Friday, October 15, 2010

flash fiction friday- choices

every friday write a short story, poem or prose.
then have some fun and report it to the g-man!!!

'needles crunched under his feet 
 he walked past the large evergreen tree
he could see his breathe in the air as 
he looked up into the grey sky

his heart pounded as he looked around
 unsure which way to go
paused for a moment, he needed to think
wrong or right, this choice changes everything'

here you go g-man. the choices we make mold the future of our lives and sometimes we need to take a breathe and find out the right way to go. i am at a place in my recovery where i feel the same way. my service work has been my life for 5 years. i am considering stepping away for a while. not sure what the right thing is to do,i stand in my convictions and believe that i did the right thing for the right reasons, there are those that question my actions. i am good with questions as long as they are done in a loving fashion. i am not good with public hangings. i will attack back.service is not about fighting. it is about carrying the message. it is about doing what we can for the still suffering addict.

on another note my sewing machine is fixed!! yeah!! ok so the lower thread has this notch you are supposed to feed the thread through, i did not do that. i knew i was missing something simple. there was no tension. so cool on to cape making and vampires!! bring um on. i love the holidays and i want to focus on that. can't wait to see what everyone else wrote for this friday. i have two wet girls who need to get dressed now and my front yard is all dug up by the city laying new gas lines!! i need to find those headstones to put them in the fresh dirt!! told the kids they were looking for bones!!

today's thought; 'never let the future disturb you. you will meet it if you have to, with the same weapons of reason which today arm you against the present.'- Marcus Aurelius Antoninus 200A.D.

p.s.; please take the time to sign this petition to get an anti bullying legislation passed to give our children the chance to have an education without living in fear. students have the right to learn, teachers have the right to teach it is our responsibility to make that happen

Wednesday, October 13, 2010

crossroads

ever been at a crossroads. a place in your life where a decision will change the course of your life as you know it? I've been here before. it should be familiar as i have crossed this many times not knowing if the direction i choose is the right one. it is an uncomfortable process and yet i cannot sit here and wallow i have to decide to take action for my life. what do i want to do with it. what will give me the most sanity and serenity.

yesterday was especially difficult for me emotionally. it felt like i was completely isolated, like i lost a friend, another friend, and that i was completely worthless. i was highly agitated and emotional. so i called Wes. i was scared. scared i was going to hurt myself. it was making sense to me. so i called Wes and he came home and held me and told me he would take care of me. he told me it was ok to cry. i needed that. and yet i feel so helpless when i cannot contain my emotions. i was so angry at myself. i felt pathetic. i did not want to go to therapy. i went. it is like i am telling on myself when i have to go during troubled mind times. we did not practice any emdr therapy. instead he practiced the dbt therapy. i have a wonderful team of therapists, they are just awesome.

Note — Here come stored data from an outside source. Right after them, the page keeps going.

PR #544, opened 2022-08-22
Add preprocess_entity to replace preprocess_body

mdellweg:


pulpcore/cli/common/generic.py
```diff
@@ -852,7 +849,7 @@ def callback(pulp_ctx: PulpContext, entity_ctx: PulpEntityContext, **kwargs: Any
         """
         Create a {entity}.
         """
-        body: EntityDefinition = entity_ctx.preprocess_body(kwargs)
+        body: EntityDefinition = entity_ctx.preprocess_entity(kwargs, partial=False)
```
mdellweg, line 852: I would like to move the call for `preprocess_entity` into the `create` and `update` calls, but it's not idempotent, and we may run into trouble with external plugins. Suggestions?

gerrod3: - Cache the results of `preprocess_entity`
- Add a field to result of `preprocess_entity` that `create` and `update` would remove and know not to run it a second time
- Change the function signature of `create` and `update` to take in an unprocessed body
- In `create` & `update` run `preprocess_entity` on a copy of `body` and then **magically** chose the correct one to use.

mdellweg: I went with a slight modification of your second suggestion: A subclass of dict.

pulpcore/cli/common/context.py
```diff
@@ -60,6 +64,21 @@ def default(self, obj: Any) -> Any:
             return super().default(obj)
 
 
+def _preprocess_value(key: str, value: Any) -> Any:
+    if isinstance(value, PulpEntityContext):
+        return value.pulp_href
+    return value
+
+
+def preprocess_body(body: EntityDefinition) -> EntityDefinition:
```
mdellweg, line 73: We now preprocess body _and_ parameters with this. So maybe it is not the best name for the function.

I'm going to call it `preprocess_payload`.

gerrod3 (approved):
Nice, I like the option you went with.

PR #546, opened 2022-09-01
Move validation steps into context

mdellweg:
[noissue]

### DIFF
--- a/pulpcore/cli/core/context.py
+++ b/pulpcore/cli/core/context.py
@@ -23,11 +23,12 @@ class PulpAccessPolicyContext(PulpEntityContext):
     ID_PREFIX = "access_policies"
 
     def reset(self) -> Any:
+        self.pulp_ctx.needs_plugin(PluginRequirement("core", min="3.17.0"))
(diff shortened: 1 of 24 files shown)


mdellweg:
I see a lot of duplicated code here again... XD Thinking about adding the needs_plugins logic on the context class level.

pulpcore/cli/core/context.py
```diff
@@ -23,6 +23,7 @@ class PulpAccessPolicyContext(PulpEntityContext):
     ID_PREFIX = "access_policies"
 
     def reset(self) -> Any:
+        self.pulp_ctx.needs_plugin(PluginRequirement("core", min="3.17"))
```
gerrod3, line 26: We are not being consistent in writing the "z" stream parameter when it is zero.

mdellweg: I think of fetures to come with a X.Y while bugfixes and workarounds need the specific X.Y.Z but i can take a look and make them all X.Y.Z. WDYT?

gerrod3 (approved):

PR #552, opened 2022-09-12
Disable sending telemetry in CI

mdellweg:
cc @bmbouter


bmbouter (approved):
I'm not sure how we're going to CI this feature overall. I guess the best idea would be to write unit tests? I guess we should approve this. Let's get another LGTM from someone in telemetry then, @ggainey @ipanova @dkliban wdyt?

bmbouter:
I disabled TELEMETRY for all repos via [this plugin template change](https://github.com/pulp/plugin_template/pull/690). Do you think this PR is still needed?

mdellweg:
Absolutely

bmbouter:
> Absolutely

It seems they both are setting the same setting though. Is the setting not applying in the same way here or something?

PR #554, opened 2022-09-19
Add filter parameters to task list

### LINKED ISSUE #543: Support remaining 'task' query-parameters
## Summary
Currently you can list tasks by name, state, and task-group. We're missing a lot of search-options the API supports

## Examples
- created_resources [href...]
- finished_at (eq, gt, gte, lt, lte, range()) datetime
- parent href
- reserved_resources_record [href...]
- started_at (eq, gt, gte, lt, lte, range()) datetime
- worker href
- worker__in [href...]

mdellweg:
fixes #543


pulpcore/cli/core/generic.py
```diff
@@ -71,6 +94,52 @@ def _task_group_filter_callback(
         help=_("List only tasks in this task group. Provide pulp_href or UUID."),
         callback=_task_group_filter_callback,
     ),
+    click.option(
+        "--parent-task",
+        help=_("Parent task by uuid or href."),
+        callback=_task_filter_callback,
+    ),
+    resource_option(
+        "--worker",
```
ggainey, line 103: We support worker__in as well - this should support multiple=True, yeah?

pulpcore/cli/core/generic.py
```diff
@@ -71,6 +94,52 @@ def _task_group_filter_callback(
...
+        href_pattern=PulpWorkerContext.HREF_PATTERN,
+        help=_("Worker used to execute the task by name or href."),
+    ),
+    click.option(
+        "--created-resource",
+        "created_resources",
+        help=_("Href of a resource created in the task."),
+    ),
+    click.option(
+        "--reserved-resources-record",
```
ggainey, line 116: reserved_resources expects an array of resource-ids - multiple=True

tests/scripts/pulpcore/test_task.sh
```diff
@@ -41,9 +44,16 @@ task=$(echo "$ERROUTPUT" | grep -E -o "${PULP_API_ROOT}api/v3/tasks/[-[:xdigit:]
...
+reserved_resource="$(echo "$OUTPUT" | jq -r '.reserved_resources_record[0]')"
+created_resource="$(echo "$OUTPUT" | jq -r '.created_resources[0]')"
 expect_succ test "$(echo "$OUTPUT" | jq -r '.state')" = "completed"
 
 expect_succ pulp task list --name-contains file
+expect_succ pulp task list --parent-task "$task" --worker "$worker"
+expect_succ pulp task list --parent-task "$task_uuid" --worker "$worker_name"
+expect_succ pulp task list --started-before "2021-12-01" --started-after "2022-06-01"
+expect_succ pulp task list --finished-before "2021-12-01" --finished-after "2022-06-01"
+expect_fail pulp task list --reserved-resource "$reserved_resource" --created-resource "$created_resource"
```
ggainey, line 56: Why would we expect this to fail? Is it just "there's no way to specify whether this is an AND or OR combination"?

tests/scripts/pulpcore/test_task.sh
```diff
@@ -41,9 +44,16 @@ task=$(echo "$ERROUTPUT" | grep -E -o "${PULP_API_ROOT}api/v3/tasks/[-[:xdigit:]
...
 expect_succ pulp task show --wait --uuid "$task_uuid"
+reserved_resource="$(echo "$OUTPUT" | jq -r '.reserved_resources_record[0]')"
+created_resource="$(echo "$OUTPUT" | jq -r '.created_resources[0]')"
 expect_succ test "$(echo "$OUTPUT" | jq -r '.state')" = "completed"
 
 expect_succ pulp task list --name-contains file
+expect_succ pulp task list --parent-task "$task" --worker "$worker"
+expect_succ pulp task list --parent-task "$task_uuid" --worker "$worker_name"
+expect_succ pulp task list --started-before "2021-12-01" --started-after "2022-06-01"
+expect_succ pulp task list --finished-before "2021-12-01" --finished-after "2022-06-01"
```
ggainey, line 55: Can we add a test that shows the full H/M/S date format working, as well as a negative one failing when you use, say, a US-formatted date?

ggainey (changes requested):

pulpcore/cli/core/generic.py
```diff
@@ -21,6 +21,29 @@
 ##############################################################################
 # Generic reusable commands
 
+DATETIME_FORMATS = ["%Y-%m-%d", "%Y-%m-%dT%H:%M:%S"]
+
+
+def _task_filter_callback(
```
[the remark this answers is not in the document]
mdellweg: we have `resource_option` but it didn't fit the bill.

pulpcore/cli/core/generic.py
mdellweg: I can try. Don't see much value though.

tests/scripts/pulpcore/test_task.sh
mdellweg: Oh, it should be pass...

tests/scripts/pulpcore/test_task.sh
mdellweg: We can easily support what the server accepts.

mdellweg: That's actually not true. Click interprets the date for us.

pulpcore/cli/core/generic.py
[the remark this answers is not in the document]
ggainey: I was thinking more along the lines of a utility function that would encapsulate L30-45, that could be called with a path-suffix and then do the uuid-or-href computation, so it could be used by other, similar, options. As an example, task_group does something nearly identical here : https://github.com/pulp/pulp-cli/blob/main/pulpcore/cli/core/generic.py#L25

It would be nifty if, say , that code could devolve into a call to. say, `uuid_or_href(value, "task_groups")`, and this could become a call to `uuid_or_href(value, "tasks")`. Am I being clear here?

tests/scripts/pulpcore/test_task.sh
ggainey: One benefit of the tests is an examples of "how to use this", so if a param can have two formats, I'm a fan of showing both in the tests.

pulpcore/cli/common/context.py
```diff
@@ -27,6 +27,20 @@
 
 DEFAULT_LIMIT = 25
 BATCH_SIZE = 25
+DATETIME_FORMATS = [
```
ggainey, line 30: :+1:

pulpcore/cli/common/context.py
```diff
@@ -67,6 +81,8 @@ def default(self, obj: Any) -> Any:
 def _preprocess_value(key: str, value: Any) -> Any:
     if isinstance(value, PulpEntityContext):
         return value.pulp_href
+    if isinstance(value, datetime.datetime):
```
ggainey, line 84: :+1:

pulpcore/cli/core/context.py
```diff
@@ -341,7 +342,11 @@ def scope(self) -> Dict[str, Any]:
         else:
             return {}
 
-    def purge(self, finished_before: Optional[str], states: Optional[List[str]]) -> Any:
+    def purge(
+        self,
+        finished_before: Optional[datetime.datetime],
```
ggainey, line 347: :heart:

pulpcore/cli/core/generic.py
mdellweg: The `worker__in` filter complains about "not a valid UUID" when it was supposed to accept hrefs.
I'm not going to implement that here.

pulpcore/cli/core/generic.py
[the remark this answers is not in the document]
mdellweg: Have a look again. The typical question here: Class or closure? (I made it a class this time for no particular preference...)

pulpcore/cli/core/generic.py
mdellweg: It looks complicated. Do we absolutely need it today? I'd be happy waiting for a real user request.

BTW: We have a `pulp file repository task list` command that can (almost?) do the same.

pulpcore/cli/common/openapi.py
```diff
@@ -142,11 +142,23 @@ def extract_params(
...
+                    param_type = param_schema.get("type", "string")
+                    if param_type == "array":
+                        if not param:
+                            continue
+                        assert isinstance(param, Iterable) and not isinstance(param, str)
+                        if not param_spec.get("explode", False):
+                            param = ",".join(param)
+                    elif param_type == "integer":
+                        assert isinstance(param, int)
+                result[name] = param
```
mdellweg, line 159: Proper handling of exploded or not exploded arrays kind of automatically leads to more validation of the parameters. ;)

mdellweg: And extra validation may lead to more bugs uncovered... Need to find time investigate these...

mdellweg: I put the validation and array substitution on a separate branch to investigate separately:

https://github.com/mdellweg/pulp-cli/tree/validate_parameters

pulpcore/cli/core/generic.py
```diff
@@ -22,27 +23,31 @@
...
+            href_match = re.match(
+                rf"({pulp_ctx.api_path}{self.base_href}/)?"
+                r"([0-9a-f]{8})-?([0-9a-f]{4})-?([0-9a-f]{4})-?([0-9a-f]{4})-?([0-9a-f]{12})/?",
+                value,
             )
-        else:
-            raise click.ClickException(_("Either an href or a UUID must be provided."))
+            if href_match:
+                value = "{}{}/{}-{}-{}-{}-{}/".format(
+                    pulp_ctx.api_path, self.base_href, *href_match.group(2, 3, 4, 5, 6)
```
lubosmj, line 45: Is matching groups like this even necessary? Would it make sense to have one group `[0-9a-f]{8}-[0-9a-f]{4}-[0-9a-f]{4}-[0-9a-f]{4}-[0-9a-f]{12}` which will be projected to the formatted string?

mdellweg: I think the regex accepts the uuid with and without the dashes. That's why we need to do it that way, no?

lubosmj: Ah, I overlooked those question marks. Yes. You are right.

mdellweg:
I'm currently experimenting with https://github.com/pulp/pulpcore/pull/3282 and therefore marking this as draft again.

If we go down that road, we need some version dependent fixups here.

PR #556, opened 2022-09-26
Enable sending query parameters for selecting and ordering

### LINKED ISSUE #542: Support base-object field limits and ordering
## Summary
I would like pulp-cli to expose the `ordering`, `fields`, and `exclude_fields` attributes for all entities.

## Examples
`pulp rpm remote list --field name --field url --ordering name`

lubosmj:
closes #542

### DIFF
--- a/pulpcore/cli/common/generic.py
+++ b/pulpcore/cli/common/generic.py
@@ -533,6 +533,26 @@ offset_option = pulp_option(
     help=_("Skip a number of {entities} to show."),
 )
 
+ordering_option = pulp_option(
+    "--ordering",
+    required=False,
+    help=_("A field that will be used to order the results."),
+)
+field_option = pulp_option(
+    "--field",
+    "fields",
+    multiple=True,
+    required=False,
+    help=_("A field that is to be selected from a result. Can be specified multiple times."),
+)
+exclude_field_option = pulp_option(
+    "--exclude-field",
+    "exclude_fields",
+    multiple=True,
+    required=False,
+    help=_("A field that is to be excluded from a result. Can be specified multiple times."),
+)
+
 href_option = pulp_option(
     "--href",
     help=_("HREF of the {entity}"),
@@ -790,6 +810,9 @@ def list_command(**kwargs: Any) -> click.Command:
     @pulp_command(**kwargs)
     @limit_option
     @offset_option
+    @ordering_option
+    @field_option
+    @exclude_field_option
     @pass_entity_context
     @pass_pulp_context
     def callback(
--- a/CHANGES/542.feature
+++ b/CHANGES/542.feature
@@ -1,0 +1,1 @@
+Added support for query parameters: ordering, fields, exclude_fields.
--- a/tests/scripts/pulp_file/test_query_params.sh
+++ b/tests/scripts/pulp_file/test_query_params.sh
@@ -1,0 +1,43 @@
+#!/bin/bash
+
+# shellcheck source=tests/scripts/config.source
+. "$(dirname "$(dirname "$(realpath "$0")")")"/config.source
+
+cleanup() {
+  pulp file repository destroy --name aaaaaaaaaa || true
+  pulp file repository destroy --name bbbbbbbbbb || true
+  pulp file repository destroy --name cccccccccc || true
+}
+trap cleanup EXIT
+
+expect_succ pulp file repository create --name aaaaaaaaaa
+expect_succ pulp file repository create --name bbbbbbbbbb
+expect_succ pulp file repository create --name cccccccccc
+
+expect_succ pulp file repository list --ordering -name
+ORDERED_RESULTS=$(echo "$OUTPUT" | jq -r .[].name | tr "\n" " " | xargs)
+EXPECTED_RESULTS="cccccccccc bbbbbbbbbb aaaaaaaaaa"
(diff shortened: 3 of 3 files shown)


pulpcore/cli/common/generic.py
```diff
@@ -533,6 +533,26 @@ def _type_callback(ctx: click.Context, param: click.Parameter, value: Optional[s
...
+    "--field",
+    "fields",
+    multiple=True,
+    required=False,
+    help=_("A list of fields that are to be selected from a result."),
+)
+exclude_field_option = pulp_option(
+    "--exclude-field",
+    "exclude_fields",
+    multiple=True,
```
mdellweg, line 551: This will return a list (or tuple). It may require the transformation in #555 ...

If it does not work as expected, use `pulp -v ...` to see what actually gets sent.

lubosmj: It works; but, instead of sending all excluded fields in one query parameter, we send them repeatedly when a user specifies multiple values. I still consider this approach valid.

```
(pulp) [vagrant@pulp3-source-fedora35 scripts]$ pulp -v file repository list --ordering name
get https://pulp3-source-fedora35.localhost.example.com/pulp/api/v3/repositories/file/file/?ordering=name&offset=0&limit=25
Response: 200
[
  {
    "pulp_href": "/pulp/api/v3/repositories/file/file/89925a64-fc14-4fa6-bf69-91861eee9900/",
    "pulp_created": "2022-09-27T09:21:05.268364Z",
    "versions_href": "/pulp/api/v3/repositories/file/file/89925a64-fc14-4fa6-bf69-91861eee9900/versions/",
    "pulp_labels": {},
    "latest_version_href": "/pulp/api/v3/repositories/file/file/89925a64-fc14-4fa6-bf69-91861eee9900/versions/0/",
    "name": "aaa",
    "description": null,
    "retain_repo_versions": null,
    "remote": null,
    "autopublish": false,
    "manifest": "PULP_MANIFEST"
  }
]

(pulp) [vagrant@pulp3-source-fedora35 scripts]$ pulp -v file repository list --exclude-field name --exclude-field remote
get https://pulp3-source-fedora35.localhost.example.com/pulp/api/v3/repositories/file/file/?exclude_fields=name&exclude_fields=remote&offset=0&limit=25
Response: 200
[
  {
    "pulp_href": "/pulp/api/v3/repositories/file/file/89925a64-fc14-4fa6-bf69-91861eee9900/",
    "pulp_created": "2022-09-27T09:21:05.268364Z",
    "versions_href": "/pulp/api/v3/repositories/file/file/89925a64-fc14-4fa6-bf69-91861eee9900/versions/",
    "pulp_labels": {},
    "latest_version_href": "/pulp/api/v3/repositories/file/file/89925a64-fc14-4fa6-bf69-91861eee9900/versions/0/",
    "description": null,
    "retain_repo_versions": null,
    "autopublish": false,
    "manifest": "PULP_MANIFEST"
  }
]
```

mdellweg: It should depend on whether the api specs declare them as `explode=True`.

https://swagger.io/specification/#parameterObject

lubosmj: I am attaching an excerpt from the OpenAPI schema for `/pulp/api/v3/repositories/file/file/` (GET):
```
                    {
                        "in": "query",
                        "name": "fields",
                        "schema": {
                            "type": "string"
                        },
                        "description": "A list of fields to include in the response."
                    },
                    {
                        "in": "query",
                        "name": "exclude_fields",
                        "schema": {
                            "type": "string"
                        },
                        "description": "A list of fields to exclude from the response."
                    }
```

Based on the defaults specified at swagger.io, the endpoint expects separate parameters for each value:
> 1. **Style**: Describes how the parameter value will be serialized depending on the type of the parameter value. Default values (based on value of in): for **query - form**
> 2. **Explode**: When this is true, parameter values of type array or object generate separate parameters for each value of the array or key-value pair of the map. For other types of parameters this property has no effect. **When style is form, the default value is true.**

So, we should be fine.

mdellweg: Great analysis.

mdellweg (approved):

pulpcore/cli/common/generic.py
```diff
@@ -533,6 +533,26 @@ def _type_callback(ctx: click.Context, param: click.Parameter, value: Optional[s
...
+    required=False,
+    help=_("A list of fields that are to be excluded from a result."),
```
ggainey, line 553:
```suggestion
    help=_("A field that is to be excluded from a result. Can be specified multiple times."),
```

pulpcore/cli/common/generic.py
```diff
@@ -533,6 +533,26 @@ def _type_callback(ctx: click.Context, param: click.Parameter, value: Optional[s
...
+    "--ordering",
+    required=False,
+    help=_("A field that will be used to order the results."),
+)
+field_option = pulp_option(
+    "--field",
+    "fields",
+    multiple=True,
+    required=False,
+    help=_("A list of fields that are to be selected from a result."),
```
ggainey, line 546:
```suggestion
    help=_("A field that is to be selected from a result.  Can be specified multiple times."),
```

ggainey (changes requested):
A little bit of wordsmithing - --field and --exclude-field don't take a list, but can be repeated. But this is great, makes me very happy :)

mdellweg (approved):

PR #557, opened 2022-09-29
Adjust signing service setup to unpriviledged user

mdellweg:
[noissue]


mdellweg:
This should solve two of the three reasons the test fails. Should we merge it like that?

ggainey (approved):

PR #560, opened 2022-10-07
Add "--metadata-signing-service" option to rpm

tjmullicani:
Add "--metadata-signing-service" option to rpm repository

### DIFF
--- a/pulpcore/cli/rpm/repository.py
+++ b/pulpcore/cli/rpm/repository.py
@@ -9,6 +9,7 @@ from pulp_glue.common.context import (
     PulpRepositoryContext,
 )
 from pulp_glue.common.i18n import get_translation
+from pulp_glue.core.context import PulpSigningServiceContext
 from pulp_glue.rpm.context import (
     PulpRpmPackageContext,
     PulpRpmRemoteContext,
@@ -57,6 +58,14 @@ remote_option = resource_option(
     help=_(
         "Remote used for synching in the form '[[<plugin>:]<resource_type>:]<name>' or by href."
     ),
+)
+
+metadata_signing_service_option = resource_option(
+    "--metadata-signing-service",
+    default_plugin="core",
+    default_type="core",
+    context_table={"core:core": PulpSigningServiceContext},
+    href_pattern=PulpSigningServiceContext.HREF_PATTERN,
 )
 
 
@@ -125,6 +134,7 @@ update_options = [
     click.option("--description"),
     click.option("--retain-package-versions", type=int),
     remote_option,
+    metadata_signing_service_option,
     click.option(
         "--metadata-checksum-type", type=click.Choice(CHECKSUM_CHOICES, case_sensitive=False)
     ),
--- a/CHANGES/605.feature
+++ b/CHANGES/605.feature
@@ -1,0 +1,1 @@
+Add '--metadata-signing-service' option to rpm.


tjmullicani:
Reference: https://github.com/pulp/pulp_rpm/blob/54ec7c3f2e0a5a2263054a685ed68213a85b70f4/pulp_rpm/app/serializers/repository.py#L52

pulpcore/cli/rpm/repository.py
```diff
@@ -126,6 +126,7 @@ def repository(ctx: click.Context, pulp_ctx: PulpContext, repo_type: str) -> Non
     click.option("--description"),
     click.option("--retain-package-versions", type=int),
     remote_option,
+    click.option("--metadata-signing-service", type=str),
```
gerrod3, line 129: Can you possibly make this a `resource_option` like the `remote_option`? This would allow users to supply either the name or the href of the signing service. You could use this context: https://github.com/pulp/pulp-cli/blob/main/pulpcore/cli/core/context.py#L314 for the `context_table`.

gerrod3 (commented):
Thanks for the contribution! In order to pass our Ready-To-Ship CI check you need to attach an issue to the commit, e.g. `fixes: #XXX`

pulpcore/cli/rpm/repository.py
mdellweg: This option probably needs a version guard (`needs_plugins=PluginRequirement("rpm", min=???)`).

cc @pulp/rpm Can you verify this?

ggainey: > This option probably needs a version guard (`needs_plugins=PluginRequirement("rpm", min=???)`).
> 
> cc @pulp/rpm Can you verify this?

metadata_signing_service has been in pulp_rpm since forever (def pre-3.9) - so we're good.

mdellweg:
ping @tjmullicani any progress on this one?

tjmullicani:
Updated code

pulpcore/cli/rpm/repository.py
```diff
@@ -61,6 +61,14 @@
     ),
 )
 
+metadata_signing_service_option = resource_option(
+    "--metadata-signing-service",
+    default_plugin="rpm",
+    default_type="rpm",
+    context_table={"rpm:rpm": PulpSigningServiceContext},
```
mdellweg, line 68: These should be "core:core".

mdellweg:
How do you think about adding a test for this?

pulpcore/cli/rpm/repository.py
```diff
@@ -43,6 +43,7 @@
     PulpRpmRepositoryContext,
     PulpUlnRemoteContext,
 )
+from pulpcore.cli.core.context import PulpSigningServiceContext
```
mdellweg, line 46: can you import from pulp_glue.core.context instead?

mdellweg (commented):
there is a signing service referenced in `pulp ansible repository sign` that can make good use of the `resource_option`, too.

pulpcore/cli/rpm/repository.py
tjmullicani: fixed

tjmullicani:
requires #652

CHANGES/607.feature
```diff
@@ -0,0 +1 @@
+Add "--metadata-signing-service" option to rpm
```
mdellweg, line 1:
```suggestion
Add '--metadata-signing-service' option to rpm.
```

mdellweg (changes requested):
Please squash the commits.

mdellweg (approved):

PR #571, opened 2022-10-14
Fixes another bug in the query params test.

dkliban:
[noissue]

### DIFF
--- a/tests/scripts/pulpcore/test_query_params.sh
+++ b/tests/scripts/pulpcore/test_query_params.sh
@@ -29,8 +29,8 @@ if ! (echo "$OUTPUT" | jq -r .[].name | sort -C -); then
 fi
 
 expect_succ pulp file repository list --field name --field remote
-SELECTED_FIELDS=$(echo "$OUTPUT" | jq -r ".[] | keys[]" | sort| tr "\n" " " | xargs)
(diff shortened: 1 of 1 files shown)


tests/scripts/pulpcore/test_query_params.sh
```diff
@@ -29,8 +29,8 @@ if ! (echo "$OUTPUT" | jq -r .[].name | sort -C -); then
 fi
 
 expect_succ pulp file repository list --field name --field remote
-SELECTED_FIELDS=$(echo "$OUTPUT" | jq -r ".[] | keys[]" | sort| tr "\n" " " | xargs)
-EXPECTED_FIELDS="name name name remote remote remote"
+SELECTED_FIELDS=$(echo "$OUTPUT" | jq -r ".[] | keys[]" | sort | sort | uniq | tr "\n" " " | xargs)
```
mdellweg, line 32:
```suggestion
SELECTED_FIELDS=$(echo "$OUTPUT" | jq -r ".[] | keys[]" | sort -u | tr "\n" " " | xargs)
```

mdellweg (changes requested):
Sort is already idempotent. No need to do it twice. ;)

mdellweg (approved):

we discussed the varying states of mind and how when i am backed in a corner, and especially by a man, i go on the defence because the way the brain stores memories is by association. and of course it is natural for me to associate a man getting aggressive as a trigger of danger and my mind puts me in fight or flee mode. i told him i am tired of this happening over little things. he said it will take time to work through this to retrain my mind to not associate current events with past events.

he tried to explain to me the concept of the 'wise mind' and i mostly understood it. if you take 2 circles and over lap them you have one side that is the reasonable mind and one side that is the emotional side. in the middle where they intersect there is the wise mind. that is the part that balances reason and emotion. the human mind. i need to work in that zone and think what would the 'wise mind' do. i know what the unreasonable emotional side thinks, and i know how the robotic reasonable mind thinks. today i am not ready to be reasonable. i need to find a middle ground where i can stand up for myself without going crazy and saying mean things. that is a very uncomfortable thought because i am not used to it.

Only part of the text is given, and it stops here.